Issue #1655, opened 2020-09-25
AFT: Collect and commit evidence of signature validation


ashamis:
- [x] Nodes send acknowledgement that they received 2f+1 signatures
- [x] Nodes receives 2f+1 acknowledgements
- [x] nodes send acknowledgements of acknowledgements when they receive 2f+1 acknowledgements
- [x] Primary should write the acknowledgements of acknowledgements to the ledger
- [x] Come up with better names for these messages

PR #1658, opened 2020-09-27
Aft: In BFT mode propagate backup signatures and backups to signatures 

ashamis:
Part of #1655, #1627

In this PR AFT backup nodes will send their signatures of the primary signed merkle root to the other replicas and propagate their their acks of receiving said signatures.
The next PR will involve writing this info to the ledger. This should allow for a node to catchup that is behind the 2f+1 up to date bft nodes.

### DIFF
--- a/src/consensus/aft/raft.h
+++ b/src/consensus/aft/raft.h
@@ -871,7 +871,7 @@ namespace aft
       auto h = progress_tracker->get_my_hashed_nonce(
         state->current_view, state->last_idx);
 
-      std::array<uint8_t, 32> hashed_nonce;
+      Nonce hashed_nonce;
       std::copy(h.begin(), h.end(), hashed_nonce.begin());
 
       SignedAppendEntriesResponse r = {
@@ -898,7 +898,8 @@ namespace aft
         auto send_to = it->first;
         if (send_to != state->my_node_id)
         {
-          channels->send_authenticated(ccf::NodeMsgType::consensus_msg, send_to, r);
+          channels->send_authenticated(
+            ccf::NodeMsgType::consensus_msg, send_to, r);
         }
       }
     }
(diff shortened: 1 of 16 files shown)


src/node/history.h
```diff
@@ -576,22 +576,36 @@ namespace ccf
...
+      if (!verify(term, &sig))
       {
-        return false;
+        return kv::TxHistory::Result::FAIL;
+      }
+
+      kv::TxHistory::Result result = kv::TxHistory::Result::OK;
+
+      auto progress_tracker = store.get_progress_tracker();
+      if (progress_tracker)
```
jumaffre, line 590: Should `verify_and_sign()`return an error if `progress_tracker` is not set?

src/consensus/aft/raft.h
```diff
@@ -334,6 +334,11 @@ namespace aft
       return configurations.back().nodes;
     }
 
+    uint32_t node_count() const
+    {
+      return nodes.size();
```
achamayou, line 339: We have to be careful with this, because this is the union of all currently active nodes, it is not necessarily equal to the number of nodes in the current configuration. If for example we're reconfiguring from a 4 node network to another 4 node network, this could be 7 (or any value between 5 and 8).

src/consensus/aft/raft.h
```diff
@@ -845,22 +858,41 @@ namespace aft
         to,
         state->last_idx);
 
+      auto progress_tracker = store->get_progress_tracker();
+      auto h = progress_tracker->get_my_hashed_nonce(
+        state->current_view, state->last_idx);
+
+      Nonce hashed_nonce;
```
achamayou, line 865: no copy ctor on Nonce?

src/consensus/aft/raft.h
```diff
@@ -893,8 +925,184 @@ namespace aft
...
-        progress_tracker->add_signature(
-          r.term, r.last_log_idx, r.from_node, r.signature_size, r.sig);
+        auto result = progress_tracker->add_signature(
+          r.term,
+          r.last_log_idx,
+          r.from_node,
+          r.signature_size,
+          r.sig,
+          r.hashed_nonce,
+          nodes.size());
```
achamayou, line 935: I suspect this value is not what we want during reconfigurations.

src/consensus/aft/raft.h
```diff
@@ -1461,7 +1669,7 @@ namespace aft
 
       for (auto node_id : to_remove)
       {
-        if (replica_state == Leader)
```
achamayou, line 1464: We probably ought to move to a more detailed state, which would have a role (Leader/Follower/...) but also properties (executes, signs, ...) which can be set independently. The protocol variant would define which role has which proprties.

achamayou (approved):

src/node/history.h
ashamis: Yes good catch. This should just not work if it progress_tracker is not set. This is an invalid setup.

src/consensus/aft/raft.h
ashamis: Nonce is currently an alias for std::array. I am trying to resist creating a new type but this might change in the near future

_Aim of the task_: Look through the listing above and copy each line with the word "acknowledgements" in it.

_Written answer_:
- [x] Nodes receives 2f+1 acknowledgements
- [x] nodes send acknowledgements of acknowledgements when they receive 2f+1 acknowledgements
- [x] Primary should write the acknowledgements of acknowledgements to the ledger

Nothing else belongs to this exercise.